Problem to work on.
Please report every line in the material below where the word "versions" is found.

○ ○ ○ ○ ○ ○ ○

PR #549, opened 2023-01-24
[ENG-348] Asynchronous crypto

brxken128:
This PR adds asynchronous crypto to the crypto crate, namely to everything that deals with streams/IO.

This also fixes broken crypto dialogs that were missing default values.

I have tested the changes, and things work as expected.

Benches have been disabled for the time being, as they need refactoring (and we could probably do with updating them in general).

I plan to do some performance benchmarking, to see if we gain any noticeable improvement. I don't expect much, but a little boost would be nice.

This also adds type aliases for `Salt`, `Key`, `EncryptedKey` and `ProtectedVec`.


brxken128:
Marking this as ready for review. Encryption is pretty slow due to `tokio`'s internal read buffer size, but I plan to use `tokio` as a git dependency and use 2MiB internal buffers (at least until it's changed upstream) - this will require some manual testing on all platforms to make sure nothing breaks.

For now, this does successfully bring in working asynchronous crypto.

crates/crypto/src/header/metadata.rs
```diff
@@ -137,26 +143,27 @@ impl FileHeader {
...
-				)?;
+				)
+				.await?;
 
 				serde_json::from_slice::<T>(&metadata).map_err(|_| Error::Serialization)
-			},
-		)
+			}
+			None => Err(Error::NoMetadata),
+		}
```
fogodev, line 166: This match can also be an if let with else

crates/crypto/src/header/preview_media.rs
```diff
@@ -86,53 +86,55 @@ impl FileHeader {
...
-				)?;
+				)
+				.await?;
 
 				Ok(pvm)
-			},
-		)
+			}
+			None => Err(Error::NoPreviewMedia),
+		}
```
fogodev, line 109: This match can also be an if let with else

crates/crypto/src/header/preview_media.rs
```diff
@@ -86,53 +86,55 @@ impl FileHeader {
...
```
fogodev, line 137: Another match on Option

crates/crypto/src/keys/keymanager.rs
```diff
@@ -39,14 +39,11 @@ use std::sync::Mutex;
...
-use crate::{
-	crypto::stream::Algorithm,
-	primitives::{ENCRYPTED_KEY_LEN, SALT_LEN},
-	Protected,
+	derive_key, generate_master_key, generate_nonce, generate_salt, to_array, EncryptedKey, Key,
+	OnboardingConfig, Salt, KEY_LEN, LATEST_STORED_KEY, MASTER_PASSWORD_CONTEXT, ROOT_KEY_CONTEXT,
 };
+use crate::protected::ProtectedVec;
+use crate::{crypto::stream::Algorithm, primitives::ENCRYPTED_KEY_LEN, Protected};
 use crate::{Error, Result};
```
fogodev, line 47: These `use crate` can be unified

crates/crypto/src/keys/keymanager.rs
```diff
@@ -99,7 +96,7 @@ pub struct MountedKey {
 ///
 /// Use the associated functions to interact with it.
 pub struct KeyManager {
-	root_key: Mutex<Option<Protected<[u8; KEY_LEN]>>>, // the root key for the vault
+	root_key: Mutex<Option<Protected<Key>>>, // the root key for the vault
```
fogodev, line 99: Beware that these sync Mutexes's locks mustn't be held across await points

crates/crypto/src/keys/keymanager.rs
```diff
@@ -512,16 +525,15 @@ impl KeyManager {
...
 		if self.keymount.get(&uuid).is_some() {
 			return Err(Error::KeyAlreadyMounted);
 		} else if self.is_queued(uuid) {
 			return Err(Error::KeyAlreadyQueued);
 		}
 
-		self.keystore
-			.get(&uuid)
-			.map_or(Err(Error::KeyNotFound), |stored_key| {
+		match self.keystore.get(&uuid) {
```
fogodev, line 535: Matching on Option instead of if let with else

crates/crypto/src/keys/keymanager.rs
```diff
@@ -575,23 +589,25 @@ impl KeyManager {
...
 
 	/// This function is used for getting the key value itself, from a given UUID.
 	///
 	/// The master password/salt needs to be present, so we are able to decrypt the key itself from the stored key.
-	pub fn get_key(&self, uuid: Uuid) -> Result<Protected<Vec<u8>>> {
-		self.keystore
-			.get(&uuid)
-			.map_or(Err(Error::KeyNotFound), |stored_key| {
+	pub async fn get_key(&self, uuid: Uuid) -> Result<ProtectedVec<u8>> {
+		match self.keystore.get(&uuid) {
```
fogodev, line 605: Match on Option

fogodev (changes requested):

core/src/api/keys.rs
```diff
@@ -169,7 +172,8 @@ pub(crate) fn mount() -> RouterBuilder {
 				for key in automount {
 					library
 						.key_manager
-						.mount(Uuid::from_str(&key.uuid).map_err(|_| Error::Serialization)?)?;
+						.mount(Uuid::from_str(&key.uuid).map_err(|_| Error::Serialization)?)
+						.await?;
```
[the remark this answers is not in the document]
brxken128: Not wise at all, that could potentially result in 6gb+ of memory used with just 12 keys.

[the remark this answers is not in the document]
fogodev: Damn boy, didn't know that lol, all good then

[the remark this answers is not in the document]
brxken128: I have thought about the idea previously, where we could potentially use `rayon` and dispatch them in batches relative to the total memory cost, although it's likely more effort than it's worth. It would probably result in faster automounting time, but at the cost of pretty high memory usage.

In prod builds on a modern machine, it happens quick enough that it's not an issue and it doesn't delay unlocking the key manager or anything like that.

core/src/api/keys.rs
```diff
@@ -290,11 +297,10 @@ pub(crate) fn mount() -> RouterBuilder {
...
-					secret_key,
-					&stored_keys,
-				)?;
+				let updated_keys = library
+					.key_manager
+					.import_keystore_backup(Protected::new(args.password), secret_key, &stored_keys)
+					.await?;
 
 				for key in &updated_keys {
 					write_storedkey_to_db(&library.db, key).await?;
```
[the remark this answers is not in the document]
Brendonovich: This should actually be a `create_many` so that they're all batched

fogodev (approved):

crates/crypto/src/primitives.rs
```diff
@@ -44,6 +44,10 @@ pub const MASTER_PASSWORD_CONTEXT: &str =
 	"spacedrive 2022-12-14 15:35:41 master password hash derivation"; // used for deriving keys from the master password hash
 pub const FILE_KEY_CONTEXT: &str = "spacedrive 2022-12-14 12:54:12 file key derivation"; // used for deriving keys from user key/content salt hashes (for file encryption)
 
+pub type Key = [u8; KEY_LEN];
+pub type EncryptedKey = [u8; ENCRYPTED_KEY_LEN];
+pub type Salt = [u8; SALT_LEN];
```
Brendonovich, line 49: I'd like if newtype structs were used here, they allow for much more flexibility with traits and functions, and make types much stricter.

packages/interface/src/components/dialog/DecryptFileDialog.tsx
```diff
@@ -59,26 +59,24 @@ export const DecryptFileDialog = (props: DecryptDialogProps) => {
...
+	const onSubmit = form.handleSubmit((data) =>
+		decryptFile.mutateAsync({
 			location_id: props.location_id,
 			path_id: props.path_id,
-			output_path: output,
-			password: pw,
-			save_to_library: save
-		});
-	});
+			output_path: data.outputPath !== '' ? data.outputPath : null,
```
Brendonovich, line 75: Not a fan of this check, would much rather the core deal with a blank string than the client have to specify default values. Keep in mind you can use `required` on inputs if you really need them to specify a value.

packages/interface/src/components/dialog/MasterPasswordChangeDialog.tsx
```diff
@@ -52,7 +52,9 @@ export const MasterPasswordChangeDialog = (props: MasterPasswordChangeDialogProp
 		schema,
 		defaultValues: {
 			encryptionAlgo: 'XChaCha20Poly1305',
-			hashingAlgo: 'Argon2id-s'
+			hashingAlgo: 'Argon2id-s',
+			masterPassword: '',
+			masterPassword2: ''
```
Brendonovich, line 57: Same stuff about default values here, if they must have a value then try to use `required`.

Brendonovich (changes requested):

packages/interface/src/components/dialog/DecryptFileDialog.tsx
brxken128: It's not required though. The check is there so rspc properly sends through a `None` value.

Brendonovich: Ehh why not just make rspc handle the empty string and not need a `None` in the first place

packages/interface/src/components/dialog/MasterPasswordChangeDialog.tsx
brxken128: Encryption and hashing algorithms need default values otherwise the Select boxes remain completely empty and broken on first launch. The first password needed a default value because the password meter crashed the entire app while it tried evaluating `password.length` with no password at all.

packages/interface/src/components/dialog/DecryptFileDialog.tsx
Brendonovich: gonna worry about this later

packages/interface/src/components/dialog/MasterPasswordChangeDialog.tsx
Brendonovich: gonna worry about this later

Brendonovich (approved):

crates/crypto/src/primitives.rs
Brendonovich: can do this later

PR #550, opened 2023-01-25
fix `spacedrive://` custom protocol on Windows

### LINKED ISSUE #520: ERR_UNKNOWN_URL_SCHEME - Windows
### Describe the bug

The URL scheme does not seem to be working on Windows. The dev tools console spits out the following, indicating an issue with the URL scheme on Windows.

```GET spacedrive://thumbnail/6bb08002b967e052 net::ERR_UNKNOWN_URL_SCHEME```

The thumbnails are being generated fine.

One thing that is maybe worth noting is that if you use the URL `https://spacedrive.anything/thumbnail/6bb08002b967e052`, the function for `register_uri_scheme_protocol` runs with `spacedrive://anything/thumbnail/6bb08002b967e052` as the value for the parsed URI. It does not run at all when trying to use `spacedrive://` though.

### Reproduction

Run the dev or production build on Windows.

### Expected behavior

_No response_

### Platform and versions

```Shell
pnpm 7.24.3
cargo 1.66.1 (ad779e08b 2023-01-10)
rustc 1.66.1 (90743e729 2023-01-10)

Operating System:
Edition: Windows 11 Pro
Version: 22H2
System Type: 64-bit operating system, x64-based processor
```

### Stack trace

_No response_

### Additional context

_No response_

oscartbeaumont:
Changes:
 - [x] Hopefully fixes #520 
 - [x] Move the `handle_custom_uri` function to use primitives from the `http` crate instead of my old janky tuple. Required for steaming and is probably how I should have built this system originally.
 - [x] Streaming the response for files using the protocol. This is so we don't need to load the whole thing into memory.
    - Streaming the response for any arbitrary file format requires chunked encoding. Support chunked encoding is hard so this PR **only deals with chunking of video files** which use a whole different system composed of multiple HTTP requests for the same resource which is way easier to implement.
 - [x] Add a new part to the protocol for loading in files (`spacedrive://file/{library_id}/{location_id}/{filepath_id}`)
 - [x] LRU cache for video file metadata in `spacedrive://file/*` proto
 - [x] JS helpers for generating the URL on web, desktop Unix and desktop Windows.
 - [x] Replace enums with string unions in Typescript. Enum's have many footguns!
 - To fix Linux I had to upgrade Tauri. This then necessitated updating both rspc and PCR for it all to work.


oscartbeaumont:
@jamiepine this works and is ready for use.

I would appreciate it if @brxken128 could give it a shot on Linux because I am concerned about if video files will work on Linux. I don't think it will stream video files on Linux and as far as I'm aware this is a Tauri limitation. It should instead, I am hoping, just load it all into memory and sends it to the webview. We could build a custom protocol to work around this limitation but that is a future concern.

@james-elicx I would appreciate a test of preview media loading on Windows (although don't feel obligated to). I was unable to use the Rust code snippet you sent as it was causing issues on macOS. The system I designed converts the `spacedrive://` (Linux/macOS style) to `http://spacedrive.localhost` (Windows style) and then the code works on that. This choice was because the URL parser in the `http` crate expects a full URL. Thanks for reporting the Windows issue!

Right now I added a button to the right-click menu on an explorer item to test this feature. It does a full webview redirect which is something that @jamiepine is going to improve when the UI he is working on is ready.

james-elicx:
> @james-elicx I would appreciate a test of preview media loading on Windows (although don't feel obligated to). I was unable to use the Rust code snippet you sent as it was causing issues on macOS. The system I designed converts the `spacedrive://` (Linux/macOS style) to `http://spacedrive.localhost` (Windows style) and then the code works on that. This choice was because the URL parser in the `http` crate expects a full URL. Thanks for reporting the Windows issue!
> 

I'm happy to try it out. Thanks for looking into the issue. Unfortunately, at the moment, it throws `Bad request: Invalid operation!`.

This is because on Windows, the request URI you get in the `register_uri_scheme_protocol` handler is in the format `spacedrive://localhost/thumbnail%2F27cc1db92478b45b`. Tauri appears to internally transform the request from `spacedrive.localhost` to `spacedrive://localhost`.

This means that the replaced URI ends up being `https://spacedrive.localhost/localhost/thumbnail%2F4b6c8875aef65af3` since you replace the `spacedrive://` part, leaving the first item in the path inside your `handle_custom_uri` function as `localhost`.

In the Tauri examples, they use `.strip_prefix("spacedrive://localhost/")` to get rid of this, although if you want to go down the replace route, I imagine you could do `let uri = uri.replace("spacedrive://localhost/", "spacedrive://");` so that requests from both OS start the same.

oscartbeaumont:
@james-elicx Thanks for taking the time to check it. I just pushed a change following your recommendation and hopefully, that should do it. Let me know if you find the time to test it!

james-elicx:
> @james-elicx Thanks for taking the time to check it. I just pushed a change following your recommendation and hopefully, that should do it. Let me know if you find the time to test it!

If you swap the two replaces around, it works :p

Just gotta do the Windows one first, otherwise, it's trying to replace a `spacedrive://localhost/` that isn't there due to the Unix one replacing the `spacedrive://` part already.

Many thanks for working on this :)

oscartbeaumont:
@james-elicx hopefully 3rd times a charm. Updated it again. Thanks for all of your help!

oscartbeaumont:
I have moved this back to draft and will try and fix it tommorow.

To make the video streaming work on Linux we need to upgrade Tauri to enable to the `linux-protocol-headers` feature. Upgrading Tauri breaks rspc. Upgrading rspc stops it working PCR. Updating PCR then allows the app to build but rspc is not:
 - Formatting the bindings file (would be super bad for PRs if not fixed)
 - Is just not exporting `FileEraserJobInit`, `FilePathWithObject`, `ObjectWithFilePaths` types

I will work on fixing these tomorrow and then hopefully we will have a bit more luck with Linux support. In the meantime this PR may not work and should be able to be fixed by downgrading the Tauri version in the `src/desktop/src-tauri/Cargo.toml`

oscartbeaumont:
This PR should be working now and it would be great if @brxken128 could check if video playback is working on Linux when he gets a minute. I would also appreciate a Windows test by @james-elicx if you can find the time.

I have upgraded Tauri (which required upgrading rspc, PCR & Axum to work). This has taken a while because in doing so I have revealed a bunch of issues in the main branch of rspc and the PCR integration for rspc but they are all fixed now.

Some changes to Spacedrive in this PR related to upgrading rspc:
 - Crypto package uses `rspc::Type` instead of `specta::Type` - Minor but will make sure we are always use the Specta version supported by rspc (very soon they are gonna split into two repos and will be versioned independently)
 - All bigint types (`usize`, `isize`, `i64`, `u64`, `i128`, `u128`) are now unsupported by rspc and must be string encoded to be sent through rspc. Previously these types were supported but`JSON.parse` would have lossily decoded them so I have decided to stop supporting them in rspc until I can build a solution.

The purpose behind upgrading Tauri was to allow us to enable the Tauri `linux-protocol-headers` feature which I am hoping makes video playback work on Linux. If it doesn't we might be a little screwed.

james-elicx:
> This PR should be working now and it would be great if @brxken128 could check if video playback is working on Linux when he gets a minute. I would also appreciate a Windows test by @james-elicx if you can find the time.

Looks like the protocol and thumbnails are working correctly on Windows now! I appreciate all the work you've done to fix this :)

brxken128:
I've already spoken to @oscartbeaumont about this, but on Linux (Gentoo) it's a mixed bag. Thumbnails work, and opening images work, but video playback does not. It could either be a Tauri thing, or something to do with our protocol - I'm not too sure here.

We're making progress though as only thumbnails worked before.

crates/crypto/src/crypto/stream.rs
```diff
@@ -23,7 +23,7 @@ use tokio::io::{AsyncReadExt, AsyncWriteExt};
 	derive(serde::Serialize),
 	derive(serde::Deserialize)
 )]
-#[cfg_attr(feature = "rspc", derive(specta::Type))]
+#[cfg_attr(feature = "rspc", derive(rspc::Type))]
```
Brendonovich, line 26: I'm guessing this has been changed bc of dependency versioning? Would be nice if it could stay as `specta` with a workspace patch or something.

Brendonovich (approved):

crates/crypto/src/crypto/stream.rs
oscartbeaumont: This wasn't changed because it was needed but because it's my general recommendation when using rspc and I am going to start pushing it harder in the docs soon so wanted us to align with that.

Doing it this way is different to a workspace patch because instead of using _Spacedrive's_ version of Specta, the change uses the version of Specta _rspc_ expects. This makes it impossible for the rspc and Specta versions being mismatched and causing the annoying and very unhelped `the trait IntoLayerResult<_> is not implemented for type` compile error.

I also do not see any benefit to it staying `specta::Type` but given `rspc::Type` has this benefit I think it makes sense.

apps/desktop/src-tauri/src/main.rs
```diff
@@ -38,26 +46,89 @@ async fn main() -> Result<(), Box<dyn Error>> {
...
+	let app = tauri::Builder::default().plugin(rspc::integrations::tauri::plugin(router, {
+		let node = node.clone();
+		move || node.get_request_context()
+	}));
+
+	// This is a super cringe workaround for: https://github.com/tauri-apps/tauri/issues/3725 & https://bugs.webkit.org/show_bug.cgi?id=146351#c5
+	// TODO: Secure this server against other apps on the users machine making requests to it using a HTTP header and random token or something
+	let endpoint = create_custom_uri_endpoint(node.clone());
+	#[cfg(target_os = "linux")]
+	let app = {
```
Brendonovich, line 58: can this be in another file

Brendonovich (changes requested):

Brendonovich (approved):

○ ○ ○ ○ ○ ○ ○

Answer to this task.
### Platform and versions
Doing it this way is different to a workspace patch because instead of using _Spacedrive's_ version of Specta, the change uses the version of Specta _rspc_ expects. This makes it impossible for the rspc and Specta versions being mismatched and causing the annoying and very unhelped `the trait IntoLayerResult<_> is not implemented for type` compile error.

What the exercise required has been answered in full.